It takes 10-12 years to find and develop a large copper deposit. The reality is that the world will need the equivalent of at least 68 new mines producing 250,000 tonnes of copper per annum by 2034. It will be very difficult to achieve that sort of increase in production.

BHP is actively exploring for copper in Chile and Zambia., but it might be easier to have tilt at one of the copper producers like Antofagasta perhaps?

It was entirely expected that BHP’s copper production would be lower in FY2010. Like many of the world’s major copper mines, the average grade is falling. Lower ore grades were experienced at Cerro Colorado and Antamina and making life more difficult was the outage at Olympic Dam in South Australia and industrial action at the Spence mine in Chile.

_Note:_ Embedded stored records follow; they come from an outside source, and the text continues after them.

PR #342, opened 2023-09-21
Added user avatar to `logged_in_user` route and adjusted frontend

### LINKED ISSUE #332: Change to user avatar when logged in
image

At the same time, show real name instead of email-address?

rubenthoms:
Fixes #332.

### DIFF
--- a/backend/src/backend/primary/routers/general.py
+++ b/backend/src/backend/primary/routers/general.py
@@ -1,5 +1,6 @@
 import datetime
 import logging
+import json
 
 import starsessions
 from starlette.responses import StreamingResponse
@@ -17,12 +18,10 @@ LOGGER = logging.getLogger(__name__)
 
 class UserInfo(BaseModel):
     username: str
+    display_name: str | None
     avatar_b64str: str | None
     has_sumo_access: bool
     has_smda_access: bool
-
-class UserAvatar(BaseModel):
-    avatar: bytes
 
 router = APIRouter()
 
@@ -54,6 +53,7 @@ async def logged_in_user(request: Request, includeAvatar: bool = Query(False, de
     user_info = UserInfo(
         username=authenticated_user.get_username(),
         avatar_b64str=None,
+        display_name=None,
         has_sumo_access=authenticated_user.has_sumo_access_token(),
         has_smda_access=authenticated_user.has_smda_access_token(),
     )
@@ -64,6 +64,11 @@ async def logged_in_user(request: Request, includeAvatar: bool = Query(False, de
             result = await client.get("https://graph.microsoft.com/v1.0/me/photo/$value", headers=headers)
             if result.status_code == 200:
                 user_info.avatar_b64str = base64.b64encode(result.content)
+        
+        async with httpx.AsyncClient() as client:
+            result = await client.get("https://graph.microsoft.com/v1.0/me", headers=headers)
+            if result.status_code == 200:
+                user_info.display_name = json.loads(result.content.decode("utf-8")).get("displayName", None)
 
     return user_info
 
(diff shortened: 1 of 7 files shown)


backend/src/backend/primary/routers/general.py
```diff
@@ -1,10 +1,14 @@
...
+import json
 
 import starsessions
 from starlette.responses import StreamingResponse
-from fastapi import APIRouter, HTTPException, Request, status, Depends
+from fastapi import APIRouter, HTTPException, Request, status, Depends, Query
 from pydantic import BaseModel
+# Using the same http client as sumo
+import httpx
+import base64
```
anders-kiaer, line 11: Move this to top import group (`base64` is std.lib)?

backend/src/backend/primary/routers/general.py
```diff
@@ -47,12 +52,25 @@ async def logged_in_user(request: Request) -> UserInfo:
...
+        headers = { "Authorization": f"Bearer {authenticated_user.get_graph_access_token()}" }
+        async with httpx.AsyncClient() as client:
+            result = await client.get("https://graph.microsoft.com/v1.0/me/photo/$value", headers=headers)
+            if result.status_code == 200:
+                user_info.avatar_b64str = base64.b64encode(result.content)
+        
+        async with httpx.AsyncClient() as client:
+            result = await client.get("https://graph.microsoft.com/v1.0/me", headers=headers)
+            if result.status_code == 200:
+                user_info.display_name = json.loads(result.content.decode("utf-8")).get("displayName", None)
```
anders-kiaer, line 71: I don't know `httpx` enough yet to immediately know the answer to this: Are these two calls done sequentially here? If they are, and since they are independent, we could perhaps do them in parallell and just `await` until both are done before `returning`? Should speed up the `logged_in_user` response time in that case.

backend/src/services/utils/authenticated_user.py
```diff
@@ -28,6 +30,19 @@ def __eq__(self, other: Any) -> bool:
...
+        if isinstance(self._graph_access_token, str) and len(self._graph_access_token) > 0:
+            return self._graph_access_token
+
+        raise ValueError("User has no graph access token")
+    
+    def has_graph_access_token(self) -> bool:
+        try:
+            self.get_graph_access_token()
+            return True
+        except:
```
anders-kiaer, line 44:
```suggestion
        except ValueError:
```

backend/src/services/utils/authenticated_user.py
```diff
@@ -28,6 +30,19 @@ def __eq__(self, other: Any) -> bool:
 
     def get_username(self) -> str:
         return self._username
+    
+    def get_graph_access_token(self) -> str:
+        if isinstance(self._graph_access_token, str) and len(self._graph_access_token) > 0:
```
anders-kiaer, line 35:
```suggestion
        if isinstance(self._graph_access_token, str) and self._graph_access_token:
```

frontend/src/framework/internal/components/LoginButton/loginButton.tsx
```diff
@@ -29,6 +29,16 @@ export const LoginButton: React.FC<LoginButtonProps> = (props) => {
 
     function makeIcon() {
         if (authState === AuthState.LoggedIn) {
+            if (userInfo?.avatar_b64str) {
+                return (
+                    <img
+                        src={`data:image/png;base64,${userInfo.avatar_b64str}`}
+                        alt="Avatar"
+                        className="w-4 h-4 rounded-full"
```
anders-kiaer, line 37: Should we make the picture slightly larger, same size as icon? 
```suggestion
                        className="w-5 h-5 rounded-full"
```

anders-kiaer (commented):
Nice - this works great! Some small suggestions below, then this is ready for merge 🚀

Escondida had a strong quarter but declining grade is expected to drop production by 10% in 2011. BHP owns 57.5% of the Escondida mine Chile which produced a total of 448,100 tonnes of copper in concentrate in FY10, which was an increase of 7.3% over FY09. Escondida also produces a tad over 170,000 tonnes of copper cathode per annum.

We are particularly concerned about any falls in the output of copper because higher prices will probably offset falls in volume.

Marketing

BHP Billion has largely moved away from benchmark pricing and instead prices for iron ore, manganese and coal are more closely linked to market prices. This is a good when demand is strong and prices are rising, but if and when prices fall the sword will cut both ways.

Let’s take the spot price of iron ore, 62% iron, CFR North China. It was not many weeks ago that the price was around US$180 per tonne, now it is UA$129 per tonne. Domestic steel prices in China are at least US$100 per tonne below a global benchmark price. Stocks of steel and iron ore built in China and weighing on the spot price is higher production from domestic mines.

The situation in China with regards iron ore seems fluid and over recent days the Chinese traders have been reported taking long positions again. Recent spot trades from India have been reported at an equivalent price of US$140 per tonne CFR China.

The worst might be over for iron ore prices but there is a question of might happen to short term contracts in the event that the spot price falls below the contract price.

In the long term the world will probably be over supplied with iron ore from Africa and Brazil. The high prices for iron ore that the Australian Labor Government is relying upon for its budgetary purposes will not last for ever.

The outlook long term for copper is a completely different matter and BHP Billiton needs more exposure to it. It’s copper which makes Xstrata particularly attractive; Xstrata has the highest leverage of the diversified miners to the red metal.

Value

BHP Billiton is running second place to Rio Tinto in terms of which company is touted as the preferred investment by leading stockbrokers. However, both companies are expected to outperform the broader equity indexes.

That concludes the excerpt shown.